Treating every alert as an equal cause for alarm is not generally the correct approach. If an alert fires in production but the service isn’t actually impacted, silencing the alert is the correct choice. The same is true for test failures: until our CI systems learn how to say, “This test is known to be failing for irrelevant reasons,” we should probably be more liberal in accepting changes that disable a failed test. Not all test failures are indicative of upcoming production issues.
Policies that say, “Nobody can commit if our latest CI results aren’t green” are probably misguided. If CI reports an issue, such failures should definitely be investigated before letting people commit or compound the issue. But if the root cause is well understood and clearly would not affect production, blocking commits is unreasonable.

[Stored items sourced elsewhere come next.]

PR #10606, opened 2026-06-29
feat: Update the ruby instrumentation metadata

### LINKED ISSUE #9920: Enrich otel registry entries using package registry
Currently we have a sync process which creates registry entries for otel packages. In addition we also have a script which keeps the version of these packages up to date.

Looking at the otel ruby entries they are light on details ie no docs url.

It would be great if when we detected a new version we fetched additional metadata for that version and added/updated the entry accordingly.

For instance https://rubygems.org/api/v1/gems/opentelemetry-api.json would give us doc url, description and can ensure licences are accurate.

Reason this would be useful is that I want to redirect the ruby gh-pages to the registry and for that it would be useful to have direct links to the docs like the current gh pages.

thompson-tomo:

[^I-know-my-stuff]:

---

This “CI is alerting” insight is new, and we’re still figuring out how to fully draw parallels. Given the higher stakes involved, it’s unsurprising that SRE has put a lot of thought into best practices surrounding monitoring and alerting, whereas CI has been viewed as more of a luxury feature.¹⁰ For the next few years, the task in software engineering will be to see where existing SRE practice can be reconceptualized in a CI context to help reformulate the testing and CI landscape—and perhaps where best practices in testing can help clarify goals and policies on monitoring and alerting.

CI Challenges

We’ve discussed some of the established best practices in CI and have introduced some of the challenges involved, such as the potential disruption to engineer productivity of unstable, slow, conflicting, or simply too many tests at presubmit. Some common additional challenges when implementing CI include the following:

Presubmit optimization, including which tests to run at presubmit time given the potential issues we’ve already described, and how to run them.
Culprit finding and failure isolation: Which code or other change caused the problem, and which system did it happen in? “Integrating upstream microservices" is one approach to failure isolation in a distributed architecture, when you want to figure out whether a problem originated in your own servers or a backend. In this approach, you stage combinations of your stable servers along with upstream microservices’ new servers. (Thus, you are integrating the microservices’ latest changes into your testing.) This approach can be particularly challenging due to version skew: not only are these environments often incompatible, but you’re also likely to encounter false positives—problems that occur in a particular staged combination that wouldn’t actually be spotted in production.
Resource constraints: Tests need resources to run, and large tests can be very expensive. In addition, the cost for the infrastructure for inserting automated testing throughout the process can be considerable.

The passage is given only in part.